Saved data entries
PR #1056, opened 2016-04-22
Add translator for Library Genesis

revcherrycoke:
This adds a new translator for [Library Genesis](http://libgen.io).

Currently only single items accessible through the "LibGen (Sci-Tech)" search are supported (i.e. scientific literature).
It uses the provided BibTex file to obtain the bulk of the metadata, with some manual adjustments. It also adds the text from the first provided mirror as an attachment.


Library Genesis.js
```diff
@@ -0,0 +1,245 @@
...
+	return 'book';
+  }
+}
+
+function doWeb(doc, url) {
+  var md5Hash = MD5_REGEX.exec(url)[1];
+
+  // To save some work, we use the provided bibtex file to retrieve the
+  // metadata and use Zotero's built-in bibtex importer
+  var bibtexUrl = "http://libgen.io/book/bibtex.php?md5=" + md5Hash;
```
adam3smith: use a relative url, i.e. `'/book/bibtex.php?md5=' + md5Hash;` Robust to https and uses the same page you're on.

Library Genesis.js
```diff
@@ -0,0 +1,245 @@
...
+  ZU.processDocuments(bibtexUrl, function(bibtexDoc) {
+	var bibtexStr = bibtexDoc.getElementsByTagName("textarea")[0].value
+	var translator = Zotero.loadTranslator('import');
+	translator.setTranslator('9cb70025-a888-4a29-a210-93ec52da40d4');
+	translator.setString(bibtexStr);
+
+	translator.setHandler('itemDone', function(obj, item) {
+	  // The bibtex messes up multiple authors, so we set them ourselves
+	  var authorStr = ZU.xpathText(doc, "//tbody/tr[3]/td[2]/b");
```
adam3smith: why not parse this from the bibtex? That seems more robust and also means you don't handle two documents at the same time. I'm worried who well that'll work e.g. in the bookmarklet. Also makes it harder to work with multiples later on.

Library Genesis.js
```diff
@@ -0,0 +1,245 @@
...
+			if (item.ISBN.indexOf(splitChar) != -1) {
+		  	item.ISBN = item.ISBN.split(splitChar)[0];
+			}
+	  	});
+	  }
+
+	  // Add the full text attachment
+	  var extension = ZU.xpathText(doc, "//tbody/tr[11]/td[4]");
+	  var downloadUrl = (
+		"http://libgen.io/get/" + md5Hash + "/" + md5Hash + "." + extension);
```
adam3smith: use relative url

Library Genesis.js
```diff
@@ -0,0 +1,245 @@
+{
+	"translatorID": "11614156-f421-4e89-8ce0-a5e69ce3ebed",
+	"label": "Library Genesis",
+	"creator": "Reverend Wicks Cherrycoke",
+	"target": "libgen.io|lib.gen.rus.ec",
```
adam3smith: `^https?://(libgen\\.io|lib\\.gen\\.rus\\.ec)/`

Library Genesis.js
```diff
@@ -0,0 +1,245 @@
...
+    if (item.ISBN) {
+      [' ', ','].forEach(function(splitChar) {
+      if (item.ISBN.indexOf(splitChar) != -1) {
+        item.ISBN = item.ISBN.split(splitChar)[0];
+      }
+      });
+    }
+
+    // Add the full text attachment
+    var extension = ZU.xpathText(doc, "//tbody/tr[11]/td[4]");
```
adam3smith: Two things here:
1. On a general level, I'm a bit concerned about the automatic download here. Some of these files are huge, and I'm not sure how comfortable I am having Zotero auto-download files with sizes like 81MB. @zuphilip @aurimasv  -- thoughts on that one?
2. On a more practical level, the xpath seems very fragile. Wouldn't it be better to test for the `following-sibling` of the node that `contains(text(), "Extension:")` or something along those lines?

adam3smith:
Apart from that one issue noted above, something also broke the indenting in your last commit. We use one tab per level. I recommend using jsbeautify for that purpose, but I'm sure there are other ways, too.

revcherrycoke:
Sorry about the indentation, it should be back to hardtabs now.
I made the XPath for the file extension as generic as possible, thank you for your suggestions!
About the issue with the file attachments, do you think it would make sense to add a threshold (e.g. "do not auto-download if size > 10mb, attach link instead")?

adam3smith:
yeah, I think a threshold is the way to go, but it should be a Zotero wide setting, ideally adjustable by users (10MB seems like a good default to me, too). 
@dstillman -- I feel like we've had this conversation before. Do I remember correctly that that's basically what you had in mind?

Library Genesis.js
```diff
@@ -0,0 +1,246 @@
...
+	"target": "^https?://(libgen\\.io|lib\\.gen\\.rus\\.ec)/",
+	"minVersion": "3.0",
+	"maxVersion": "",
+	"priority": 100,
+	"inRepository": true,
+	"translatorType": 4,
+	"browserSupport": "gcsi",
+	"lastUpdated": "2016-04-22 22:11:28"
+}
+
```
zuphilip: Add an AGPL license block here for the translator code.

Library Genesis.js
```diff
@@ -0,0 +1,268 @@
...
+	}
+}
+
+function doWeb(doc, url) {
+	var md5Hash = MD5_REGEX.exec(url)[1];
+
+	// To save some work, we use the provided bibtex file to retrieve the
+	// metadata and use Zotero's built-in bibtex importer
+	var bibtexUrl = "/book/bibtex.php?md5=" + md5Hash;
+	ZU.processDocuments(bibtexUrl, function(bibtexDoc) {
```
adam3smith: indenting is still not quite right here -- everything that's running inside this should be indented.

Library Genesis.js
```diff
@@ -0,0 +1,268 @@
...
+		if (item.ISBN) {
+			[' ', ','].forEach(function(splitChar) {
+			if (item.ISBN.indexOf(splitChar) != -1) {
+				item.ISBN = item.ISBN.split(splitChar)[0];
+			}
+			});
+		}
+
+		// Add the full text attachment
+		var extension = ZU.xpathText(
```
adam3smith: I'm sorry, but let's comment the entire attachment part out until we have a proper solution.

▶ **ACTIVITY**: Copy the records out again word for word.

▶ **REPLY TO THE TASK**:
PR #1056, opened 2016-04-22
Add translator for Library Genesis

revcherrycoke:
This adds a new translator for [Library Genesis](http://libgen.io).

Currently only single items accessible through the "LibGen (Sci-Tech)" search are supported (i.e. scientific literature).
It uses the provided BibTex file to obtain the bulk of the metadata, with some manual adjustments. It also adds the text from the first provided mirror as an attachment.


Library Genesis.js
```diff
@@ -0,0 +1,245 @@
...
+	return 'book';
+  }
+}
+
+function doWeb(doc, url) {
+  var md5Hash = MD5_REGEX.exec(url)[1];
+
+  // To save some work, we use the provided bibtex file to retrieve the
+  // metadata and use Zotero's built-in bibtex importer
+  var bibtexUrl = "http://libgen.io/book/bibtex.php?md5=" + md5Hash;
```
adam3smith: use a relative url, i.e. `'/book/bibtex.php?md5=' + md5Hash;` Robust to https and uses the same page you're on.

Library Genesis.js
```diff
@@ -0,0 +1,245 @@
...
+  ZU.processDocuments(bibtexUrl, function(bibtexDoc) {
+	var bibtexStr = bibtexDoc.getElementsByTagName("textarea")[0].value
+	var translator = Zotero.loadTranslator('import');
+	translator.setTranslator('9cb70025-a888-4a29-a210-93ec52da40d4');
+	translator.setString(bibtexStr);
+
+	translator.setHandler('itemDone', function(obj, item) {
+	  // The bibtex messes up multiple authors, so we set them ourselves
+	  var authorStr = ZU.xpathText(doc, "//tbody/tr[3]/td[2]/b");
```
adam3smith: why not parse this from the bibtex? That seems more robust and also means you don't handle two documents at the same time. I'm worried who well that'll work e.g. in the bookmarklet. Also makes it harder to work with multiples later on.

Library Genesis.js
```diff
@@ -0,0 +1,245 @@
...
+			if (item.ISBN.indexOf(splitChar) != -1) {
+		  	item.ISBN = item.ISBN.split(splitChar)[0];
+			}
+	  	});
+	  }
+
+	  // Add the full text attachment
+	  var extension = ZU.xpathText(doc, "//tbody/tr[11]/td[4]");
+	  var downloadUrl = (
+		"http://libgen.io/get/" + md5Hash + "/" + md5Hash + "." + extension);
```
adam3smith: use relative url

Library Genesis.js
```diff
@@ -0,0 +1,245 @@
+{
+	"translatorID": "11614156-f421-4e89-8ce0-a5e69ce3ebed",
+	"label": "Library Genesis",
+	"creator": "Reverend Wicks Cherrycoke",
+	"target": "libgen.io|lib.gen.rus.ec",
```
adam3smith: `^https?://(libgen\\.io|lib\\.gen\\.rus\\.ec)/`

Library Genesis.js
```diff
@@ -0,0 +1,245 @@
...
+    if (item.ISBN) {
+      [' ', ','].forEach(function(splitChar) {
+      if (item.ISBN.indexOf(splitChar) != -1) {
+        item.ISBN = item.ISBN.split(splitChar)[0];
+      }
+      });
+    }
+
+    // Add the full text attachment
+    var extension = ZU.xpathText(doc, "//tbody/tr[11]/td[4]");
```
adam3smith: Two things here:
1. On a general level, I'm a bit concerned about the automatic download here. Some of these files are huge, and I'm not sure how comfortable I am having Zotero auto-download files with sizes like 81MB. @zuphilip @aurimasv  -- thoughts on that one?
2. On a more practical level, the xpath seems very fragile. Wouldn't it be better to test for the `following-sibling` of the node that `contains(text(), "Extension:")` or something along those lines?

adam3smith:
Apart from that one issue noted above, something also broke the indenting in your last commit. We use one tab per level. I recommend using jsbeautify for that purpose, but I'm sure there are other ways, too.

revcherrycoke:
Sorry about the indentation, it should be back to hardtabs now.
I made the XPath for the file extension as generic as possible, thank you for your suggestions!
About the issue with the file attachments, do you think it would make sense to add a threshold (e.g. "do not auto-download if size > 10mb, attach link instead")?

adam3smith:
yeah, I think a threshold is the way to go, but it should be a Zotero wide setting, ideally adjustable by users (10MB seems like a good default to me, too). 
@dstillman -- I feel like we've had this conversation before. Do I remember correctly that that's basically what you had in mind?

Library Genesis.js
```diff
@@ -0,0 +1,246 @@
...
+	"target": "^https?://(libgen\\.io|lib\\.gen\\.rus\\.ec)/",
+	"minVersion": "3.0",
+	"maxVersion": "",
+	"priority": 100,
+	"inRepository": true,
+	"translatorType": 4,
+	"browserSupport": "gcsi",
+	"lastUpdated": "2016-04-22 22:11:28"
+}
+
```
zuphilip: Add an AGPL license block here for the translator code.

Library Genesis.js
```diff
@@ -0,0 +1,268 @@
...
+	}
+}
+
+function doWeb(doc, url) {
+	var md5Hash = MD5_REGEX.exec(url)[1];
+
+	// To save some work, we use the provided bibtex file to retrieve the
+	// metadata and use Zotero's built-in bibtex importer
+	var bibtexUrl = "/book/bibtex.php?md5=" + md5Hash;
+	ZU.processDocuments(bibtexUrl, function(bibtexDoc) {
```
adam3smith: indenting is still not quite right here -- everything that's running inside this should be indented.

Library Genesis.js
```diff
@@ -0,0 +1,268 @@
...
+		if (item.ISBN) {
+			[' ', ','].forEach(function(splitChar) {
+			if (item.ISBN.indexOf(splitChar) != -1) {
+				item.ISBN = item.ISBN.split(splitChar)[0];
+			}
+			});
+		}
+
+		// Add the full text attachment
+		var extension = ZU.xpathText(
```
adam3smith: I'm sorry, but let's comment the entire attachment part out until we have a proper solution.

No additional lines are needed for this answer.